As the Earth time system requires standards, the timing system must be calibrated to a standard. As we on Earth declare that a year consists of 365 days, etc., so in order to obtain the conformity of time, it must be possible to obtain a standard.

For that, the first step that the researchers are doing is to start by measuring a cluster system that has been known to his age. By measuring the rotation of the stars of the cluster members, it can be studied the ratio of the rotation of the stars to determine its age. Measurement of star rotation of cluster members at different ages can connect between the rotation and its age.

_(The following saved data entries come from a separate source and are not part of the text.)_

PR #1159, opened 2018-02-14
Support \underline in text mode

### LINKED ISSUE #1158: Supporting \underline in Text Mode
As a user I would expect `\text{\underline{hi}}` to work. Currently this works as expected in Math mode.

Actual Results: Error is thrown, and text is not rendered with an underline. 

Not sure if this is considered a bug, or just not yet implemented, but tagging as a bug for now.

edemaine:
Fix #1158 with a one-line change.  I could not find any other "long accents" that are supposed to work in text mode, but let me know if you find any!

Screenshot:
image

Comparison to LaTeX:
image


rrandallcainc:
@edemaine Meant to mention prior to approving. Perhaps we'd want to add a test for this? Might be able to add to the existing "Text" screenshot.

edemaine:
I added a simple test to the LowerAccent one which currently tests `\underline`. Let me know what you think!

To be able to measure the spin of a star, astronomers must get a star's brightness changes due to the star's spots on the star's surface, just as the sunspots on the Sun's surface. If there are spots formed on the surface and are in the direction to the observer, then the star will experience a little dimming, until when the spots disappear, and the star back slightly more luminous. By determining how long the spots rotate on the star's aperture, it can be determined how quickly the star is observed spinning.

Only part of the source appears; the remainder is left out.